I've already decided against doing ASP.NET development on my own projects, but
if I were forced to use ASP.NET, I wouldn't think twice about choosing the MVC
version over the conventional one. I had already begun introducing the Castle
frameworks (inspired by Rails) into ASP.NET projects well before ASP.NET MVC
was even announced, so I can't help but praise MS here.

------
misterbwong
I've worked almost exclusively as a webforms programmer for the last few years
and transitioning to this over the last month has been surprisingly
challenging for me. I'm definitely a newbie to the "real" web and I never knew
how much of the web webforms actually hid from me.

Despite the difficulties, I've been encouraged by the flexibility of MVC and
am thinking about making it my framework of choice for my coming projects.

IMO, the best bits of MVC are:

-Separation of concerns. No more mixing business logic with the presentation ("view") layer. I can swap out layers of my architecture more easily

-More control over page elements. I always found the ASP.NET controls a bit lacking...

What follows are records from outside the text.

PR #10497, opened 2020-03-23
target shader model 4 to avoid crash when user does not have GPU.

mjkkirschner:
### Purpose

compile shaders with shadermodel 4 profile targets:
see this bug report for more info:
https://github.com/helix-toolkit/helix-toolkit/issues/1328

after this change there is no more crash, but the graphics without a GPU don't appear correct- still it is an improvement over crashing.

If the user has a GPU, graphics appear correct, and image comparison tests all pass (generated with shader model 5)

should be considered after:
https://github.com/DynamoDS/Dynamo/pull/10487

### Declarations


src/DynamoCoreWpf/ViewModels/Watch3D/shaderSource/CompileShaders.bat
```diff
@@ -12,7 +12,7 @@ REM -/I ./../ include
 REM -  /Fo  output binary path
 REM file to compile Default.fx
 
-fxc /Vi /Od /Zi /T vs_5_0 /I ./helix_shader_defs/COMMON /Fo ..\compiledShaders\vsDynamoMesh vsDynamoMesh.hlsl
-fxc /Vi /Od /Zi /T ps_5_0 /I ./helix_shader_defs/COMMON /Fo ..\compiledShaders\psDynamoMesh psDynamoMesh.hlsl
+fxc /Vi /Od /Zi /T vs_4_0 /I ./helix_shader_defs/COMMON /Fo ..\compiledShaders\vsDynamoMesh vsDynamoMesh.hlsl
```
mjkkirschner: please note this is the only real change on this branch as this PR is based on the imageComparison branch.

mjkkirschner:
Screen Shot 2020-03-23 at 4 38 42 PM
Screen Shot 2020-03-20 at 8 55 28 PM

src/DynamoCoreWpf/ViewModels/Watch3D/HelixWatch3DViewModel.cs
```diff
@@ -150,7 +150,7 @@ public class HelixWatch3DViewModel : DefaultWatch3DViewModel
         private DirectionalLight3D directionalLight;
         private DirectionalLight3D headLight;
 
-        private readonly Color4 directionalLightColor = new Color4(0.9f, 0.9f, 0.9f, 1.0f);
+        private readonly Color4 directionalLightColor = new Color4(0.7f, 0.7f, 0.7f, 1.0f);
```
aparajit-pratap: Could you explain the reason for changing this?

mjkkirschner:
@aparajit-pratap - I haven't tested all types of rendering on master (helix 2015), but I know that it did not crash.

mmisol:
@mjkkirschner The change looks good to me. Should we should keep track of the issue to further investigate the cause and try to find a better fix?

mjkkirschner:
@mmisol, yes, I'm going to file a followup, hopefully it can be fixed by helix, but it may turn out to be a WARP issue (and thus a bug report to MS) it's something incorrect in the shader - I ran it under the directx debug layer and there were no errors raised - only warnings that seemed harmless - 😞

aparajit-pratap:
Hmm, don’t seem to be able to find an “approve changes” button on the iOS app. So LGTM.

mjkkirschner:
will fix the conflicts and get this in tomorrow.

mjkkirschner:
also, just for some more info it was apparently an issue in the way helix constructed the renderer device for use by helix:
https://github.com/helix-toolkit/helix-toolkit/pull/1329

But, the additional information shared by the maintainers indicates that shader model 5 requires directx11 - if we target shader model 4 - dynamo should run on more systems including vmware fusion - which only supports DX 10.1 - my feeling is if the visuals are identical and we are not using any features of shader model 5 (compute shaders) then lets still get this in. '
My plan is to fix the conflicts now and merge.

-Leaner apps. I understand that this is mostly the developer's fault as there's always a way to do things better, but most of the apps I've seen written in webforms just feel bloated. There's too much cruft built into and around webforms to make it seem desktop-y

-Better support for TDD. I've not used this part of it yet, but the MVC model does lend itself to TDD much better than webforms.

I'm not saying that WebForms will be completely gone from my development
cycle, though. It is still good for many things. I think the most glaring
benefits are:

-Rapid development for internal/quickie apps. This may just be my experience and familiarity talking but it's very easy to throw up a quick and dirty app with webforms. Great for internal projects.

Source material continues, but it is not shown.